Speaking of edges, I was very impressed by the smooth feel of each thumbstick's movement and rotation, especially against the shiny metal trim that's as smooth as glass. These aren't as abrasive as the plastic edges on the DualShock 3, meaning the shafts themselves are far less likely to wear away over time. The difference was immediately noticeable when I picked up my most recent DualShock--just over a year old--and felt rough vibrations while rotating the thumbsticks in full circles. At E3, I didn't pay close attention to whether DualShock 4's analog housing had improved over DualShock 3, but I hope Sony and other console manufacturers take a peek at Gioteck's design book for future products.
While they're at it, they could take a page from Gioteck's coloring book, which appeals to both sensible color skeptics and those looking for visual splash. The SC-1's palette mixes black and red on approximately opposite-facing sides of the controller. You won't see too much of the other color when you're looking at one side, and that's important, because Gioteck smartly avoids an all-too-common problem for third-party controllers: they're visually noisy, and ugly to boot. The SC-1 is the polar opposite: visually striking, tasteful, and a pleasure to behold. It's also a pleasure to hold--the controller's matte-rubber surface is best-in-class comfort without slippage, abrasion, or worries.
The same can't be said for the surface texture of the SC-1's analog sticks, which are abnormally slippery given their design namesake. The Xbox 360 controller's analog sticks are famously easy to keep your thumbs on, thanks to small protruding dots along the concave surface's rim. The SC-1 has these as well, but they're far less protruding and nigh useless when combined with a surface material that's more slippery (slippery-er?) than any controller I've held. To be clear, this is just the thumbsticks we're talking about--the controller feels like a dream (with one exception; I'll get to that in a bit), but the analog sticks require constant back-of-mind attention to ensure your thumbs don't slip off in the middle of intense gaming.
I could forgive this oversight in the controller's favor if not for one serious flaw, a caveat so negligible on paper yet so meaningful in its consequence.
It's impossible to comfortably reach L1 and R1.
It sounds so silly, so foreign in its matter-of-factness and how any controller manufacturer could mess this up. It doesn't help that the reason is difficult to describe without a degree in Ergonomics. Fact is, the SC-1's handles and general form factor are angled in such a way that your forefingers rest very comfortably on the L2 and R2 triggers, but moving to L1 and R1 requires stretching--actually stretching--just enough to be uncomfortable for any kind of play. You CAN correct the problem by changing the way you hold the controller, but what have you really accomplished? The opposite becomes true with L2 and R2 being ever-so-slightly out of reach, and now your hand is cramped. Controllers tend to get trashed between a rock and a hard place.

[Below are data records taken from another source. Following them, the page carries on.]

PR #451, opened 2019-07-16
Publish Activity changes to reporting service

knowuh:
When the structure of an Activity or Sequence changes, enqueue an update the FireStore reporting service if one is configured.

This implements the same basic pattern as is used to update the Portal.  Some minor differences:

* If there is no reporting service configured, we don't send anything (duh).
* If the Activity updated time is newer than the enqueue time, then we don't send it. We wait for the newly queued job to send it.
* We save a hash of the last serialized json hash.
* We don't send anything if the serialzed json hasn't changed from last update.  

[#165204332]

https://www.pivotaltracker.com/story/show/165204332

### DIFF
--- a/spec/models/send_to_report_service_job_spec.rb
+++ b/spec/models/send_to_report_service_job_spec.rb
@@ -56,18 +56,7 @@ describe "SendToReportServiceJob" do
       end
     end
 
-    describe "when the published item has been modified afeter enqueing" do
-      let(:queuetime) { 1.hour.ago }
-      it "the job should not throw an exception" do
-        expect { job.perform }.not_to raise_error
-      end
-      it "the job should not make a requst to the report server" do
-        expect(sender).not_to receive(:send)
-        job.perform
-      end
-    end
-
-    describe "when the published item has been modified afeter enqueing" do
+    describe "when the published item has been modified afrer enqueuing" do
       let(:queuetime) { 1.hour.ago }
       it "the job should not throw an exception" do
         expect { job.perform }.not_to raise_error
@@ -83,7 +72,7 @@ describe "SendToReportServiceJob" do
       it "the job should not throw an exception" do
         expect { job.perform }.not_to raise_error
       end
-      it "the job should not make a requst to the report server" do
+      it "the job should not make a request to the report server" do
         expect(sender).not_to receive(:send)
         job.perform
       end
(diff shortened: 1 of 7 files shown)


knowuh:
@scytacki -- as you pointed this branch never made it to a into pull request. I thought it had already made it to master. 

@dougmartin --  I would appreciate a review from you too, to see if I have missed any edge cases.

spec/models/send_to_report_service_job_spec.rb
```diff
@@ -0,0 +1,112 @@
...
+      it "should not raise an excpetion" do
+        expect {  job.perform }.not_to raise_error
+      end
+      it "should not send a request to the report server" do
+        expect(sender).not_to receive(:send)
+        job.perform
+      end
+    end
+
+    describe "when the published item has been modified afeter enqueing" do
```
scytacki:
```suggestion
    describe "when the published item has been modified after enqueuing" do
```

spec/models/send_to_report_service_job_spec.rb
```diff
@@ -0,0 +1,112 @@
...
+      it "the job should not throw an exception" do
+        expect { job.perform }.not_to raise_error
+      end
+      it "the job should not make a requst to the report server" do
+        expect(sender).not_to receive(:send)
+        job.perform
+      end
+    end
+
+    describe "when the published item has been modified afeter enqueing" do
```
scytacki: This block: https://github.com/concord-consortium/lara/blob/9213d47c2d3ba64f1cbf69433ac7c8ebe3386b56/spec/models/send_to_report_service_job_spec.rb#L70-L79 

looks like a duplicate of the block above

spec/models/send_to_report_service_job_spec.rb
```diff
@@ -0,0 +1,112 @@
...
+        job.perform
+      end
+    end
+
+    describe "when the published item has the same payload_hash" do
+      let(:last_report_service_hash) { payload_hash }
+      it "the job should not throw an exception" do
+        expect { job.perform }.not_to raise_error
+      end
+      it "the job should not make a requst to the report server" do
```
scytacki:
```suggestion
      it "the job should not make a request to the report server" do
```

scytacki:
👍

It's also too small. But only a tiny bit too small, and that's subjective anyway.
In fact, it's important to consider that every review of an accessory--especially a controller--will be fraught with subjectivity. That's the point of reviews--application of an individual perspective to an object of desire--but it's also something of a curse. I can't tell you for sure if your hand size will reproduce the L1/R1 problem I've described. It sure seems like it would, but I can't guarantee that. (For reference, I'm a six-foot male with very average hand size, and I like to think my fingers are slightly longer than most.)
What I can guarantee is that Gioteck's SC-1 controller is bar none the best third-party PS3 controller I've held, but also the one I've least wanted to use.